Additionally, other income was higher once again related to gains in Real Estate Capital and corporate-owned life insurance increased reflecting normal seasonality. These items were offset by lower net gains in principal investing. Turning to slide 11. As you can see on this slide, expense levels were elevated and reflected a number of moving pieces. I'll start with the current quarter. Noninterest expense was $736 million, which included $20 million of charges consisting of $10 million of efficiency charges primarily related to branch closures and severance, $6 million of merger related costs, and $4 million of pension settlement expense. Next, compared to the fourth quarter of last year, our noninterest expense was up 5%. The increase was primarily attributed to $20 million of higher personnel costs reflecting $11 million increase in benefit costs, the investment in client facing personnel costs across the Company and higher severance expense.

We also had $6 million of merger related costs. And finally, linked quarter expenses were up 2% related to $12 million of higher incentive compensation related to strong capital markets performance and end of the year accruals, $6 million of merger related costs incurred in the fourth quarter, and $6 million of higher efficiency related charges. These were partially offset by the lower pension settlement charge. Once again the current quarter included elevated levels of expenses reflecting the costs noted above and normal seasonal trends. We would expect first quarter expense levels to be significantly lower than the fourth quarter. Also we would expect the full-year 2016 expenses to be relatively stable with 2015 adjusted for merger related costs.

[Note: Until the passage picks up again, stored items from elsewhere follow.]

PR #246, opened 2025-04-29
ADR for Orchestrator CLI tool

scottmbaker:
### Description

This is a design for an orchestrator-wide CLI.

### Checklist:


design-proposals/orch-cli.md
```diff
@@ -0,0 +1,229 @@
...
+- `cli -p acme apply -f nginx.yaml` ... create the objects contained inside nginx.yaml.
+
+- `cli logout` ... log out.
+
+### Miscellaneous Guidelines
+
+- The CLI seeks to minimize the boundaries between teams and components. For example, the following approaches
+  are not desirable:
+
+  - `cli update app-orch application foo` ... app-orch is a team/subsystem designator that is not relevant to
```
adibrastegarnia, line 158: I am wondering if we should consider the potential of adding groups/subgroups like cloud provider CLIs. Let's say we want to perform start/stop VM operations; what does the command look like?"

design-proposals/orch-cli.md
```diff
@@ -0,0 +1,229 @@
...
+Last updated: 2025-04-29
+
+## Abstract
+
+This ADR describes the design of a command line interface (CLI) for the
+Orchestrator. The CLI is a cross-component tool that may be used from a Linux, Windows, or
+Mac environment, such as from the administrator's laptop. The CLI may also may be leveraged
+as a building block in other environments such as CI/CD or testing.
+
+The CLI described here uses the `Catalog CLI` as a strating point and inspiration. However, this
```
badhrinathpa, line 14: typo: starting

design-proposals/orch-cli.md
```diff
@@ -0,0 +1,229 @@
...
+#### Verb-Specific and/or Noun-Specific options
+
+Verbs and nouns may have addional non-global options as necessary. For example, the `create application`
+verb/noun pair includes the options `--chart-name` and `--chart-registry` and `--chart-version`.
+
+#### Examples
+
+- `cli login sample-project-admin` ... log in as a user.
+
+- `cli -p acme list applications nginx` ... list all nginx applications in a tabular format.
```
zdw, line 137: Does the CLI tooling support using a go template to format output?

design-proposals/orch-cli.md
```diff
@@ -0,0 +1,229 @@
...
+
+- `cli -p acme list applications nginx =o yaml` ... list all nginx applications and emit the output as yaml.
```
zdw, line 139: `-o` ?

design-proposals/orch-cli.md
```diff
@@ -0,0 +1,229 @@
...
+  TO-DO: Consider treating completion as a verb/noun operation? i.e. `cli get completion bash`.
+
+- `upload <directory>` ... upload items to the Orchestrator. This is currently a catalog-specific
+  operation and uploads a directory of yaml files to the orchestrator.
+
+- `version` ... return the version number of the CLI.
+
+- `watch` ... watch an object in the Orchestrator using webhook or stream interface, returning changes
+  as they occur.
+  TO-DO: drop this?
```
zdw, line 84: Someone could just wrap with the `watch` command, so would be in favor of dropping

Not all orchestrator interfaces have webhook/stream interfaces, and this could be expensive on the API side.

design-proposals/orch-cli.md
```diff
@@ -0,0 +1,229 @@
...
+
+- `wipe` ... wipe all data in a project.
+  TO-DO: drop this? Should be implemented as part of `cli delete project`.
+
+#### Nouns
+
+This ADR does not seek to exhaustively list the set of nouns that are available on the CLI. Each
+component shall add their own nouns as appropriate. For example,
```
zdw, line 92: What does this look like in terms of code structure? One noun per directory/go package?

Are there any nested nouns?  I'd prefer that we avoid this, but in some cases, like "profile" (as we have "App Profiles" and "OS Profiles") this may be unavoidable, or we should use the full name with a prefix.

design-proposals/orch-cli.md
```diff
@@ -0,0 +1,229 @@
...
+
+#### Global Options
+
+- `-h` / `--help` ... return help. The help returned may be contextualized to the verb or noun that is
+  being used. For example `cli -h` returns global help whereas `cli create application -h` return help
+  that is relevant to creating applications.
+
+- `-n` / `--noauth` ... disables authentication checks, only useful in a devleopment environment.
+
+- `-p` / `--project` ... sets the project that will be used for the current verb. Required for verbs that
```
Andrea-Campanella, line 121: shall we allow configuration of this ? meaning that somebody can set this once he has logged it. a step further will be automating this via the token/access. if the user has access to only one project no need to go through this step.

design-proposals/orch-cli.md
```diff
@@ -0,0 +1,229 @@
...
+
+### Code structure
+
+The CLI shall be implemented in a modular way.
+
+Each noun shall be placed in a file `<noun>.go` in the `internal/cli` directory. For example,
+
+- `internal/cli/application.go` ... implements the noun `application` and its associated verbs.
+
+TO-DO: Here is may make sense to separate code by subsystem for easier maintainability. For example,
```
Andrea-Campanella, line 216: yes, I'd agree to this, although `catalog` might not be my choice, but rather `infra`, `app`, `cluster`, `common`

design-proposals/orch-cli.md
```diff
@@ -0,0 +1,229 @@
...
+`internal/cli/catalog/application.go`, `internal/cli/cluster/cluster-templates.go`, etc. Discuss.
+
+## Open issues (if applicable)
+
+- Session / Context management. It would be convenient if the CLI could store the context for
+  multiple orchestrator sessions and then easily switch between them.
+
+- Distribution of Binaries. Proposal is to make them a github release, so they may be easily
```
Andrea-Campanella, line 224: to me this is not an open issue but a fact.

design-proposals/orch-cli.md
```diff
@@ -0,0 +1,229 @@
...
+  downloaded by an end-user. Additional scanning or signing of binaries may be necessary.
+
+- Filtering and Naming. This proposal adopts the Catalog convention where most objects are named by
```
Andrea-Campanella, line 227: @damiankopyto @zdw  @pierventre  please provide thoughts here.

Andrea-Campanella (commented):
great start, some food for thought.

design-proposals/orch-cli.md
```diff
@@ -0,0 +1,229 @@
...
+The CLI implements a set of verbs, a set of nouns, and a set of common options that may
+be used to interact with the orchestrator.
+
+The CLI follows a `verb - noun - subject` pattern. For example,
+
+- `cli get application nginx`. The verb is `get`. The noun is `application` and the subject
+  is `nginx`. This particular CLI command would return the application called nginx from the
+  Orchestrator and print them to the console in a human-readable format.
+
+### Syntax
```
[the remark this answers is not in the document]
palade: Maybe `orch` ?

design-proposals/orch-cli.md
```diff
@@ -0,0 +1,229 @@
...
+
+- `login <user-id>` ... log in to the Orchestrator. The CLI shall prompt for a password and retrieve
+  a refresh token. The refresh token is cached locally until it is expired or a `logout` verb is used.
+
+- `logout` ... log out of the Orchestrator. Any active login state, including the refresh token, is
+  discarded.
+
+##### CRUD Operations
+
+- `list` ... lists objects on the Orchestrator. The `list` verb produces a list of all objects
```
palade, line 49: What are objects in this context: components/services deployed on the orchestrator or clusters/applications/ens managed by the orchestrator?

design-proposals/orch-cli.md
```diff
@@ -0,0 +1,229 @@
...
+
+The CLI described here uses the `Catalog CLI` as a strating point and inspiration. However, this
+ADR assumes that syntax and semantics of the CLI may diverge from the existing `Catalog CLI` and
+this ADR is not constrained by that existing implementation. As such, examples given in this
+ADR may not necessarily work with the existing catalog CLI.
+
+## Proposal
+
+The CLI implements a set of verbs, a set of nouns, and a set of common options that may
+be used to interact with the orchestrator.
```
palade, line 22: I think we will need to outline what are the differences between this new cli tool and existing mage targets i.e., if new functionality is added is implemented as a mage target or in the cli

design-proposals/orch-cli.md
```diff
@@ -0,0 +1,229 @@
...
+
+- `list` ... lists objects on the Orchestrator. The `list` verb produces a list of all objects
+  on the Orchestrator, with an optional filter. List should return tabular summary-level information
+  about the objects.
+
+- `get` / `describe` ... retrieves objects from the Orchestrator. `get` is for retrieving single objects whereas
+  `list` is for retrieving multiple objects. `get` should retrieve more verbose information about the
+  object than `list`.
+
+- `create` ... creates an object on the Orchestrator. Additional noun-specific parameters are used to
```
damiankopyto, line 57: @scottmbaker  Is this CRUD/verb list exhaustive?
Ie. The `create` action for adding a host is more complex create could consist of
`register` host, `onboard` host, `provision` host - as individual action or in combination or in bulk.

Can/should the list be expandable with component specific verbs ie, `cli register host myhost --somearguments`
or do we need to manage this somehow via noun level options `cli create host myhost --register --onboard --provision --somearguments`

On another hand we may want to create hosts in bulk with autogenerated hostnames (current BIT), is it acceptable to have no (or dummy) subject i.e `cli create host --fromcsv ./my_csv_file.csv`

@zdw @pierventre

design-proposals/orch-cli.md
```diff
@@ -0,0 +1,229 @@
...
+  describe the properties of the object to be created.
+
+- `delete` ... deletes an object from the Orchestrator.
```
damiankopyto, line 60: Similar question as above deleting a host could cover deauthorize and delete, or force delete, or deauthorization may need to be done on its own without deleting - any thoughts if it should be done on verb or noun level

design-proposals/orch-cli.md
```diff
@@ -0,0 +1,229 @@
...
+
+- `set` / `update` ... modifies one or more values in an existing object on the Orchestrator.
+
+- `apply` ... create or modify an object from a yaml or json specification, from stdin or from a local
+  file.
+
+##### Configuration and utility
+
+- `config` ... configures the CLI. For example, `cli config set endpoint https://my-orchestrator.com/`
```
SeanCondon, line 69: `config` could be handled with `set-config` and `get-config` verbs.

It is about configuring the CLI and not sent to the backend. Settings are stored in the config file as mentioned below.

design-proposals/orch-cli.md
SeanCondon: I think we should also allow listing projects and their details and the org details.

design-proposals/orch-cli.md
SeanCondon: I think the idea is that EIM team should define and own behaviour of EIM related commands as they add their plugin. App Orch will also be a plugin and we will own that. I think we should not go too low on details here, just facilitate the infrastructure and philosophy

design-proposals/orch-cli.md
SeanCondon: I think there should be a modular plugin structure so that EIM can own their part while App Orch can own ours.
Scott has more on code details below

design-proposals/orch-cli.md
```diff
@@ -0,0 +1,229 @@
...
+- `-h` / `--help` ... return help. The help returned may be contextualized to the verb or noun that is
+  being used. For example `cli -h` returns global help whereas `cli create application -h` return help
+  that is relevant to creating applications.
+
+- `-n` / `--noauth` ... disables authentication checks, only useful in a devleopment environment.
+
+- `-p` / `--project` ... sets the project that will be used for the current verb. Required for verbs that
+  act on projects.
+
+- `-v` / `--verbose` ... enables verbose output.
```
SeanCondon, line 124: I would like to see an ability to print out full details of an API calls made - maybe this can be done through `-vv` as is common with other tools

design-proposals/orch-cli.md
```diff
@@ -0,0 +1,229 @@
...
+
+Application Orchestration, Cluster Orchestration, EIM, Platform.
+
+## Implementation plan
+
+The CLI is to be implemented in the `go` programming language, using the popular `cobra` and `viper`
+go libraries.
+
+The CLI shall include a Makefile and github actions that facilitate building it for Linux, Windows, and
+Mac.
```
SeanCondon, line 206: we should thing about package **signing** for these OS's - may need some CI tooling

design-proposals/orch-cli.md
```diff
@@ -0,0 +1,229 @@
...
+ADR may not necessarily work with the existing catalog CLI.
+
+## Proposal
+
+The CLI implements a set of verbs, a set of nouns, and a set of common options that may
+be used to interact with the orchestrator.
+
+The CLI follows a `verb - noun - subject` pattern. For example,
+
+- `cli get application nginx`. The verb is `get`. The noun is `application` and the subject
```
pierventre, line 26: I am thinking this can collide with argo CRDs - shall we use more specific nouns ?

design-proposals/orch-cli.md
pierventre: so maybe we should spend some words explaining the plugin architecture and clarify the boundaries between the common CLI and the plugins

design-proposals/orch-cli.md
```diff
@@ -0,0 +1,229 @@
...
+  object than `list`.
+
+- `create` ... creates an object on the Orchestrator. Additional noun-specific parameters are used to
+  describe the properties of the object to be created.
+
+- `delete` ... deletes an object from the Orchestrator.
+
+- `set` / `update` ... modifies one or more values in an existing object on the Orchestrator.
+
+- `apply` ... create or modify an object from a yaml or json specification, from stdin or from a local
```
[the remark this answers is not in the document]
pierventre: we can potenttially use this for our bulk tool. I believe pply is generally understood as way to create an object from stdin

se-chris-thach (commented):
Since we're [unifying the Install/Upgrade process](https://github.com/intel-innersource/documentation.edge.one-edge.maestro/pull/793/) of Orchestrator into a single binary, what if we took it a step further a merged it for the this Orchestrator CLI as proposed in this ADR?

How about a subcommand like `cli install service aws`? This will trigger the install TUI on fresh installs.

@charlesmcchan thoughts?

design-proposals/orch-cli.md
scottmbaker: fixed.

design-proposals/orch-cli.md
scottmbaker: Not at this time -- I think working on an output formatter would be a good idea, and good to get started on it sooner rather than later, before everyone hand-codes their output code. I'm reminded of the one that was in voltctl, but it's been about 5 years. I'm sure there are better things now.

design-proposals/orch-cli.md
scottmbaker: fixed

design-proposals/orch-cli.md
scottmbaker: `watch` was originally designed to exercise/test a websocket-based interface to the catalog that was going to be used to make the GUI event-driven. Let's drop it.

design-proposals/orch-cli.md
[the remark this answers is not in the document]
scottmbaker: Also throwing in `oc` for consideration. Shorter seems to be a trend lately.

design-proposals/orch-cli.md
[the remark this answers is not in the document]
scottmbaker: examples are further down in the ADR in the `Examples` section. Update was intended to update a single object. Not sure if bulk-import should be a separate operation.

design-proposals/orch-cli.md
```diff
@@ -0,0 +1,229 @@
...
+  and we should consider discarding it in favor treating configuration as any other verb-noun operation,
+  i.e. `cli update config --endpoint https://my-orchestrator.com/`.
+
+- `completion` ... return a script that can be used to configure autocompletion.
+  TO-DO: Consider treating completion as a verb/noun operation? i.e. `cli get completion bash`.
+
+- `upload <directory>` ... upload items to the Orchestrator. This is currently a catalog-specific
+  operation and uploads a directory of yaml files to the orchestrator.
+
+- `version` ... return the version number of the CLI.
```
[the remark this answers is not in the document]
scottmbaker: We'll need an endpoint on the orchestrator to return that version number, but it would be useful.

design-proposals/orch-cli.md
```diff
@@ -0,0 +1,229 @@
...
+
+- `watch` ... watch an object in the Orchestrator using webhook or stream interface, returning changes
+  as they occur.
+  TO-DO: drop this?
+
+- `wipe` ... wipe all data in a project.
```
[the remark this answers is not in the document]
scottmbaker: dropping.

design-proposals/orch-cli.md
```diff
@@ -0,0 +1,229 @@
...
+
+- `config` ... configures the CLI. For example, `cli config set endpoint https://my-orchestrator.com/`
+  TO-DO: This command inherited from the catalog CLI does not follow consistent syntax
+  and we should consider discarding it in favor treating configuration as any other verb-noun operation,
+  i.e. `cli update config --endpoint https://my-orchestrator.com/`.
+
+- `completion` ... return a script that can be used to configure autocompletion.
+  TO-DO: Consider treating completion as a verb/noun operation? i.e. `cli get completion bash`.
+
+- `upload <directory>` ... upload items to the Orchestrator. This is currently a catalog-specific
```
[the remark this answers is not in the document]
scottmbaker: Can you be more specific? for the completion? Usually it's a `get` because it returns a blob of bash script (or similar) that is then executed in the shell.

design-proposals/orch-cli.md
scottmbaker: @Andrea-Campanella I think it may actually be part of the config file and you only need to use `-p` if the default is unset.
@SeanCondon I've avoided putting the list of nouns -- I feel like tenant-datamodel is a service like any other, and `list projects` and `create project` should be verb/noun combinations.

design-proposals/orch-cli.md
scottmbaker: moved.

design-proposals/orch-cli.md
scottmbaker: In my opinion, clusters/applications/ens managed by the orchestrator. @se-chris-thach is working on a proposal for an installer CLI (potentially to be combined here) and maybe it would make sense to also have operations on the components, to start/stop/get-status on them either in that CLI, or in a combined CLI.

design-proposals/orch-cli.md
scottmbaker: agreed, and updated.

design-proposals/orch-cli.md
scottmbaker: I discussed it briefly in the `subject` section and gave an example. But I think something better would be a good idea. @pierventre can you do a write-up based on EIM's filtering support? I know you have options for boolean operations, parenthesis, etc.

design-proposals/orch-cli.md
scottmbaker: Adding a paragraph to try to disambiguate the purpose.

design-proposals/orch-cli.md
scottmbaker: I have mixed feelings about this as if we're not careful, we could create things that have different names but turn out to be similar operations. For example, `create` and `register` do very similar things -- they both cause a new object to be created in the data model. I can see that `onboard` and `provision` are different, they modify the object that was previously created. I think we should leave this to our best judgement -- write up an ADR for the proposed EIM-specific verbs, and review.

design-proposals/orch-cli.md
scottmbaker: Using `kubectl` as an example, `kubectl delete pod <name> --force` is the way to force delete a pod. I feel like deauthorize could be implemented as a set/update operation. For example, `cli set host foo --deauthorized true`. Let's keep verb discussion in the previous thread.

design-proposals/orch-cli.md
scottmbaker: Some more thoughts -- using `kubectl` as an example, it supports the basic verbs (create, get delete, etc) but it also adds custom verbs where they make sense. For example, `kubectl cordon` applies to nodes and `kubectl port-forward` applies to apps and services. We can make similar accommodations where they make sense.

design-proposals/orch-cli.md
scottmbaker: agreed.

design-proposals/orch-cli.md
scottmbaker: These are called "application" in the GUI and the API (and the docs), so I feel like it would create a divergence in experience to call them something else. Ideally naming concepts should carry over between CLI and GUI. If we want to rename "application", we should take it up as a general app-orch discussion. We would need oversight from UX / Branding on renaming a core concept (it took some time to arrive at `Application` and `Deployment Package` so long ago)

design-proposals/orch-cli.md
```diff
@@ -0,0 +1,229 @@
...
+
+  - `cli update catalog application foo` ... catalog is a component name. It is not relevant to the user that
+    applications are managed by the catalog service.
+
+- The CLI should avoid distinguishing between singular and plural nouns. For example `list applications`
+  and `list application` should be equivalent commands.
+
+- The CLI stores its local state in the file (in a Linux environment) `~/.orch-cli/orch-cli.yaml`. This state
+  includes the orchestrator endpoint, keycloak endpoint, default projects, logged in username, and logged in
+  refresh token. This file should have permissions set appropriately.
```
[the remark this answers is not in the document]
scottmbaker: Currently I think we explicitly set the default project rather than last-used.

design-proposals/orch-cli.md
scottmbaker: My first thought would be `cli start <vm>` and `cli stop <vm>`. Grabbing the most similar example I can think of, `kubectl cordon node` and `kubectl uncordon node`. We could also fold it into update, such as `cli update <appname> -- running false`

design-proposals/orch-cli.md
scottmbaker: Currently the structure is to separate functionality into files, but I think as we get larger, adding subdirectories as a further organizational layer would make sense. As Sean mentioned, it's discussed below.

design-proposals/orch-cli.md
scottmbaker: Updated to use `get config` and `update config` verb/noun pairs.

scottmbaker:
> How about a subcommand like `cli install service aws`? This will trigger the install TUI on fresh installs.

I agree with @se-chris-thach that we should consider unifying these binaries, though I could use some clarification -- does the `cli install` command need to be run from inside the environment where it will be installed? or can it be run remotely? The CLI in general is intended to be run from an administrator laptop.

design-proposals/orch-cli.md
pierventre: It is very simple we adopt and probably catalog and other components adopt too this:
https://google.aip.dev/160

pierventre (approved):

damiankopyto (approved):

design-proposals/orch-cli.md
jokuniew: so according to this aip.dev/160 will it look like those examples
```sh
orch get --filter="name = 'item1'"
orch get --filter="status != 'pending'"
orch get --filter="name : 'item' AND status = 'ready'"
orch get --filter="(status = 'ready' OR status = 'pending') AND name != 'test'"
```
? @pierventre

scottmbaker: thanks -- I'm going to pull in filtering into a follow-on PR.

Turning to slide 12. Net charge-offs were $37 million or 25 basis points of average total loans in the fourth quarter, which continues to be below our target range. In the fourth quarter, provision for credit losses were $45 million, slightly above the level of charge-offs reflecting current trends in our portfolio. Nonperforming loans and nonperforming assets were both down relative to the prior quarter and year-ago period. At December 31, 2015 our reserve for total loan losses represented 1.33% of period-end loans and 206% coverage of our nonperforming loans. It is also worth noting that our energy exposure is small representing 2% of our total portfolio and has performed in line with our expectations.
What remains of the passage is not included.